Improves developer productivity by avoiding custom retry/error-handling code.
Aligns with best practices in dataset preprocessing pipelines that tolerate minor data corruption.
Potential Implementation Options
Internally wrap the decoding in a try/except block.
Return None or a placeholder on failure.
Optionally allow custom error callbacks or logging.
Motivation
Robustness: Large-scale image datasets often contain a small fraction of corrupt files or unreachable URLs. Halting on the first error forces users to write custom workarounds or preprocess externally.
Simplicity: A built-in flag removes boilerplate try/except logic around every decode step.

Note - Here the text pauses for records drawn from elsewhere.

PR #21, opened 2024-07-11
SRS-372: Suspect Land Uses Tab

anton-bcgov:
[SRS-372: Suspect Land Uses Tab](https://epddigitalservices.atlassian.net/browse/SRS-372)

Screenshot 2024-07-25 at 9 07 27 AM


backend/sites/src/app/services/landHistory/landHistory.service.ts
```diff
@@ -0,0 +1,18 @@
...
+
+export class LandHistoryService {
+    constructor(
+        @InjectRepository(LandHistories)
+        private landHistoryRepository: Repository<LandHistories>,
+    ) { }
+
+    async getLandHistoriesForSite(siteId: string): Promise<LandHistories[]> {
+        try {
+            return this.landHistoryRepository.find({ where: { siteId } });
```
nikhila-aot: assign this to a variable and return. Wil need to be used for logging in future.

backend/sites/src/app/resolvers/landHistory/landHistory.resolver.ts
```diff
@@ -0,0 +1,26 @@
...
+        private readonly genericResponseProvider: GenericResponseProvider<LandHistories[]>,
+    ) { }
+
+    @Roles({ roles: ['site-admin'], mode: RoleMatchingMode.ANY })
+    @Query(() => LandHistoryResponse, { name: 'getLandHistoriesForSite' })
+    @UsePipes(new GenericValidationPipe())
+    async getLandHistoriesForSite(
+        @Args('siteId', { type: () => String }) siteId: string,
+    ) {
+        const result = await this.landHistoryService.getLandHistoriesForSite(siteId);
```
nikhila-aot: handle the case when result does not contain data

backend/sites/src/app/entities/landUseCd.entity.ts
```diff
@@ -16,7 +16,7 @@ export class LandUseCd {
   @Column("character varying", { name: "description", length: 60 })
   description: string;
 
-  @OneToMany(() => LandHistories, (landHistories) => landHistories.lutCode2)
+  @OneToMany(() => LandHistories, (landHistories) => landHistories.landUse)
```
nikhila-aot, line 18: isn't this lutCode2?

backend/sites/src/app/entities/landHistories.entity.ts
```diff
@@ -69,6 +69,11 @@ export class LandHistories {
   @JoinColumn([{ name: "lut_code", referencedColumnName: "code" }])
   lutCode2: LandUseCd;
 
+  @Field(() => LandUseCd)
```
nikhila-aot, line 68: there is already a relationship existing in line 68-70. Can we use the same?

backend/sites/src/app/services/landHistory/landHistory.service.ts
```diff
@@ -0,0 +1,18 @@
...
+        } catch (error) {
+            throw error;
+        }
+    }
+}
```
nikhila-aot, line 48: pls include unit tests for resolver and services

nikhila-aot (changes requested):

backend/sites/src/app/resolvers/landHistory/landHistory.resolver.ts
anton-bcgov: Could you elaborate? We return an empty array when there's no data found.

backend/sites/src/app/entities/landHistories.entity.ts
anton-bcgov: yeah, I was going to ask you about this. I think `lutCode2` is not a very descriptive name, but I wasn't 100% confident in removing that relationship altogether, so I created a new one. What do you think? Should we leave `lutCode2` as is, remove it, or straight up use it?

backend/sites/src/app/entities/landUseCd.entity.ts
anton-bcgov: discussing this in another thread

backend/sites/src/app/services/landHistory/landHistory.service.ts
anton-bcgov: That's the plan! I didn't expect you to review a Draft PR 😄

midhun-aot (commented):
Frontend changes looks good.

backend/sites/src/app/entities/landHistories.entity.ts
nikhila-aot: we have to leave it intact, we cannot change any existing column names as they are replicated from the oracle db.

backend/sites/src/app/services/landHistory/landHistory.service.ts
nikhila-aot: the team raises the PR when the task is done, not before that 😄

backend/sites/src/app/resolvers/landHistory/landHistory.resolver.ts
nikhila-aot: example:

if (result.length > 0) {
          return this.genericResponseProvider.createResponse('Participants fetched successfully', 200, true, result);
        }
        else
        {
          return this.genericResponseProvider.createResponse(`Participants data not found for site id: ${siteId}`, 404, false);
        }

backend/sites/src/app/entities/landHistories.entity.ts
anton-bcgov: It's not changing the database columns though, right? This only defines a relationship in the application code, the underlying data still comes from the `lut_code` and `code` DB columns,

nikhila-aot: its redundant code, for the same purpose. Just to have a better column name

anton-bcgov: just so we're on the same page, do you agree that we can remove `lutCode2` relationship if it's safe to do so and prefer a clearer variable name?

anton-bcgov:
Sorry for the unrelated formatting changes that are included in this PR. For some reason, formatter didn't run on #23, and ran instead when I did a merge commit from `dev` branch :shrug:

frontend/site-registry/src/app/components/table/body/TableBody.tsx
```diff
@@ -118,184 +119,191 @@ const TableBody: FC<TableBodyProps> = ({
...
+          tableMode={field.tableMode ?? false}
+          stickyCol={field.stickyCol}
+        />
+      );
+    }
   };
 
   const getValue = (rowIndex: number, propertyName: string) => {
-    return data[rowIndex][propertyName];
+    return get(data[rowIndex], propertyName);
```
midhun-aot, line 392: Please remove the import from loadash as we will introducing an external dependency. May be to check for undefined or null we can use (data[rowIndex][propertyName]) ?? ''

backend/sites/src/app/resolvers/landHistory/landHistory.resolver.ts
```diff
@@ -0,0 +1,55 @@
...
+  constructor(
+    private readonly landHistoryService: LandHistoryService,
+    private readonly genericResponseProvider: GenericResponseProvider<
+      LandHistories[]
+    >,
+  ) {}
+
+  @Roles({ roles: ['site-admin'], mode: RoleMatchingMode.ANY })
+  @Query(() => LandHistoryResponse, { name: 'getLandHistoriesForSite' })
+  // TODO: figure out how this works and if we need GenericValidationPipe here
```
nikhila-aot: is there more logic to be added here ?

backend/sites/src/app/resolvers/landHistory/landHistory.resolver.ts
```diff
@@ -0,0 +1,55 @@
...
+
+    @Args('sortDirection', { nullable: true })
+    sortDirection: SortDirection,
+  ) {
+    const result = await this.landHistoryService.getLandHistoriesForSite(
+      siteId,
+      searchTerm,
+      sortDirection,
+    );
+    if (result.length > 0) {
```
nikhila-aot, line 36: should you check if result is empty before performing result.length ?

backend/sites/src/app/entities/landHistories.entity.ts
nikhila-aot: yes, keep the one with the new name and remove the old one, we do not have to retain redundant relationships.

backend/sites/src/app/resolvers/landHistory/landHistory.resolver.ts
anton-bcgov: `getLandHistoriesForSite` calls typeorm's `getMany`, which should always return an array, so I think we're safe here.

backend/sites/src/app/resolvers/landHistory/landHistory.resolver.ts
anton-bcgov: nope, it's an old comment, I deleted it

backend/sites/src/app/entities/landHistories.entity.ts
anton-bcgov: makes sense. done!

midhun-aot (approved):

midhun-aot (approved):

nikhila-aot (approved):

Performance: Skipping invalid samples inline is more efficient than a two-pass approach (filter then decode).
Your contribution
-
API Change
Extend datasets.features.Image(decode=True) to accept continue_on_error: bool = False. -
Behavior
If continue_on_error=False (default), maintain current behavior: any decode error raises an exception.

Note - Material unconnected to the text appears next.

PR #35, opened 2024-08-13
SRS-442:Business logic to show banners to external users

nupurdixit13:
This PR is to include the logic to show the banner to external users who have purchased the site. Also few UI changes have been made to make sure the snapshot date appears as per design.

If continue_on_error=True, wrap decode logic in try/except:
On success: store the decoded image.
On failure: log a warning (e.g., via logging.warning) and set the field to None (or a sentinel value). -
Optional Enhancements
Allow a callback hook:
Image(decode=True, continue_on_error=True, on_error=lambda idx, url, exc: ...)
Emit metrics or counts of skipped images.